Data supplied:
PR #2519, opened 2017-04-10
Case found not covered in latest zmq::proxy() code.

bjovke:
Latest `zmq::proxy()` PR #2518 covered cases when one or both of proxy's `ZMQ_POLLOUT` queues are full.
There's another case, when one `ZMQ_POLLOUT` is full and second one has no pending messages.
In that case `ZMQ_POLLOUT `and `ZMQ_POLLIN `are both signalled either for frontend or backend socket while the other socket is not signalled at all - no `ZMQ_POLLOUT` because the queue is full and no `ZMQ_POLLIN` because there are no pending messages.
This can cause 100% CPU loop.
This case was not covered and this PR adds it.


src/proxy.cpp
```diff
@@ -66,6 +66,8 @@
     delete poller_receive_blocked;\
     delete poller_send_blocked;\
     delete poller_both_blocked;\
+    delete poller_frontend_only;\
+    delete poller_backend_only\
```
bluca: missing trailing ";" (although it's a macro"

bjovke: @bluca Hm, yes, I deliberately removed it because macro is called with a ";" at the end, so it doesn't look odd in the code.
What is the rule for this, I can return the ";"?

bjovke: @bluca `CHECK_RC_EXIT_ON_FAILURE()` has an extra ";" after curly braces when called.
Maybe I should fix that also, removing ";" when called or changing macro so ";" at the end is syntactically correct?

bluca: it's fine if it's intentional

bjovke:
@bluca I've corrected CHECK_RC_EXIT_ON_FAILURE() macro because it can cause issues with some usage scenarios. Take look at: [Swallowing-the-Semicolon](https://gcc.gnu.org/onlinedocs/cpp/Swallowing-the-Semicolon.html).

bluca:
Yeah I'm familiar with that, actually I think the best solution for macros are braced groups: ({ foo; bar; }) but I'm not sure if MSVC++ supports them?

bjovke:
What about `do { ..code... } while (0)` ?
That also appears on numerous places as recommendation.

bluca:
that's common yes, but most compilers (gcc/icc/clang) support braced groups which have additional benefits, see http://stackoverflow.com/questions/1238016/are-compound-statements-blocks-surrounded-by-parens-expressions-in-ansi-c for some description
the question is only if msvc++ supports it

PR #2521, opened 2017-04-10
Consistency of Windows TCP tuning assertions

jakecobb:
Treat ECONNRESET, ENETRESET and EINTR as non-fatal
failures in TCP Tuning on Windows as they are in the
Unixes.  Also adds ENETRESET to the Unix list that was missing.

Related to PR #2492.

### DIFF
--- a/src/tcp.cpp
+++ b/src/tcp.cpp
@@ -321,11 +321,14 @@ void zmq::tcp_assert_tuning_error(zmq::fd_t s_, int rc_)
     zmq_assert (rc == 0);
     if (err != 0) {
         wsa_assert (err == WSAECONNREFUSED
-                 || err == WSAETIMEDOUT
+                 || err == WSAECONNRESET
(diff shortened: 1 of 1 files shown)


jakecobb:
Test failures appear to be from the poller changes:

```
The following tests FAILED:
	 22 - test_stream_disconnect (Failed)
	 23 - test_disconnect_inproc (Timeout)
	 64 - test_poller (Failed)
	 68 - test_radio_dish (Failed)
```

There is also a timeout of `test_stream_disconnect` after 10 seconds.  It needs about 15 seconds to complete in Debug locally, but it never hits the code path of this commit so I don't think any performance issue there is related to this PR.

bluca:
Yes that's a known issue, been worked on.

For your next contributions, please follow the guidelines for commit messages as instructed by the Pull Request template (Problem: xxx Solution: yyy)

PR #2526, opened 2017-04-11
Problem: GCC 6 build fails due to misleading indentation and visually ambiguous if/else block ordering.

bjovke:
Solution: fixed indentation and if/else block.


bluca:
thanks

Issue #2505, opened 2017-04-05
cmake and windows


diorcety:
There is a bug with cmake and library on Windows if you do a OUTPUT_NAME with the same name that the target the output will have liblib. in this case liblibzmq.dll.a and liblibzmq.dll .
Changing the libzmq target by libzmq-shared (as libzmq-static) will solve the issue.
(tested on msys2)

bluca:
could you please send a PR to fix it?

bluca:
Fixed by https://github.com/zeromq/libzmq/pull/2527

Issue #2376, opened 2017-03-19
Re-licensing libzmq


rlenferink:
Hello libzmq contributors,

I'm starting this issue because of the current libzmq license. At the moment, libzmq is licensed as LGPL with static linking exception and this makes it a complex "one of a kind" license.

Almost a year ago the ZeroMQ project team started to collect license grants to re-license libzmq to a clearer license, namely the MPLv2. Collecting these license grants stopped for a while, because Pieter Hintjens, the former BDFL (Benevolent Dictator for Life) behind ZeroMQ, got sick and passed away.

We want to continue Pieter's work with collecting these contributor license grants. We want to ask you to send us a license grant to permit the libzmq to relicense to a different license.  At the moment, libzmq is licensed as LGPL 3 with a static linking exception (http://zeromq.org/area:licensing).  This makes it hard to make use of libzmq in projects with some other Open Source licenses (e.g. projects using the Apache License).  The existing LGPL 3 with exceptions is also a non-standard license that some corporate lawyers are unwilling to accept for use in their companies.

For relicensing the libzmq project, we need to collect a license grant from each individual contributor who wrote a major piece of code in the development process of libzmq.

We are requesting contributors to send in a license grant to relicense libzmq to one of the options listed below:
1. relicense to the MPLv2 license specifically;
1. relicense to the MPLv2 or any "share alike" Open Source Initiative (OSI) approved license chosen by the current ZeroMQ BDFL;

Aim of the exercise: In the listing above, the lines from the one containing "could you please send a PR to fix it?" through the one containing "I'm starting this" must be set down exactly, with no other lines.

Solution to the exercise:
could you please send a PR to fix it?

bluca:
Fixed by https://github.com/zeromq/libzmq/pull/2527

Issue #2376, opened 2017-03-19
Re-licensing libzmq


rlenferink:
Hello libzmq contributors,

I'm starting this issue because of the current libzmq license. At the moment, libzmq is licensed as LGPL with static linking exception and this makes it a complex "one of a kind" license.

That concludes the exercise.